AIM OF THE EXERCISE — In the entries below, find each line with the word "makes" and return it.

DATA SUPPLIED —
—————
PR #807, opened 2022-11-15
Provide the capability to bind RelaxNG schema

angelozerr:
Provide the capability to bind RelaxNG schema

### DIFF
--- a/src/commands/registerCommands.ts
+++ b/src/commands/registerCommands.ts
@@ -159,6 +159,12 @@ for (const label of bindingTypes.keys()) {
   bindingTypeOptions.push({ "label": label });
 }
 
+const bindingTypeOptionsForRelaxNG: QuickPickItem[] = [];
+for (const entry of bindingTypes.entries()) {
+  if (entry[1] !== 'standard') {
+    bindingTypeOptionsForRelaxNG.push({ "label": entry[0] });
+  }
+}
 /**
  * The function passed to context subscriptions for grammar association
  *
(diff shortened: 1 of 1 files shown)


src/commands/registerCommands.ts
```diff
@@ -178,9 +178,9 @@ async function grammarAssociationCommand(documentURI: Uri, languageClient: Langu
   // Open a dialog to select the XSD, DTD to bind.
   const options: OpenDialogOptions = {
     canSelectMany: false,
-    openLabel: 'Select XSD or DTD file',
+    openLabel: 'Select XSD, DTD, RNG or RNC file',
```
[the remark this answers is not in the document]
angelozerr: Good catch!

I wonder if it should be better to select the file before the strategy.

If you are newbie with relaxng you dont know that you will need to select xml-model.

I think too that we should provide the capability to fill an URL too and continue to select a file too. 

My idea is to have at first à choice local / remote grammar.

If you select local it opens the file dialog and after sélection of file it opens the binding strategies by hiding standard If rng rnc file is selected.

If you select remote it opens à simple file where you can file the URL and after it show stratgies.

What do you think about this idea?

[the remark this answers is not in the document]
datho7561: I think that it makes sense to select the grammar file before the binding strategy.

The thing with the remote grammar/typing in a URI sounds cool, but I think that fits better in a separate PR.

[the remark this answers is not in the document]
angelozerr: > I think that it makes sense to select the grammar file before the binding strategy.

fixed

> The thing with the remote grammar/typing in a URI sounds cool, but I think that fits better in a separate PR.

I created the issue https://github.com/redhat-developer/vscode-xml/issues/808

src/commands/registerCommands.ts
```diff
@@ -159,6 +159,12 @@ for (const label of bindingTypes.keys()) {
   bindingTypeOptions.push({ "label": label });
 }
 
+const bindingTypeOptionsForRelaxNG: QuickPickItem[] = [];
+for (const entry of bindingTypes.entries()) {
+  if (entry[1] != 'standard') {
```
datho7561, line 164: it's generally a good idea to use `!==` instead of `!=` (it won't make a difference in the logic in this case, though).

(apparently the eslint rule to check this, `"eqeqeq"`, is off by default, which is an odd decision)

src/commands/registerCommands.ts
```diff
@@ -168,38 +174,41 @@ for (const label of bindingTypes.keys()) {
...
+  const pickedBindingTypeOption = await window.showQuickPick(bindingTypesQuickPick, { placeHolder: "Binding type" });
+  if (!pickedBindingTypeOption) {
+    return;
+  }
+  const bindingType = bindingTypes.get(pickedBindingTypeOption.label);
+
+  // The XSD, DTD has been selected, get the proper syntax for binding this grammar file in the XML document.
+  try {
+    const currentFile = (window.activeTextEditor && window.activeTextEditor.document && window.activeTextEditor.document.languageId === 'xml') ? window.activeTextEditor.document : undefined;
+    if (bindingType == 'fileAssociation') {
```
datho7561, line 203: Same comment about `==` here

src/commands/registerCommands.ts
angelozerr: I missed that, thanks for reporting that.

fixed

src/commands/registerCommands.ts
angelozerr: fixed

datho7561 (approved):
Looks good. Thanks, Angelo!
—————
EXERCISE ANSWER —
datho7561: I think that it makes sense to select the grammar file before the binding strategy.
angelozerr: > I think that it makes sense to select the grammar file before the binding strategy.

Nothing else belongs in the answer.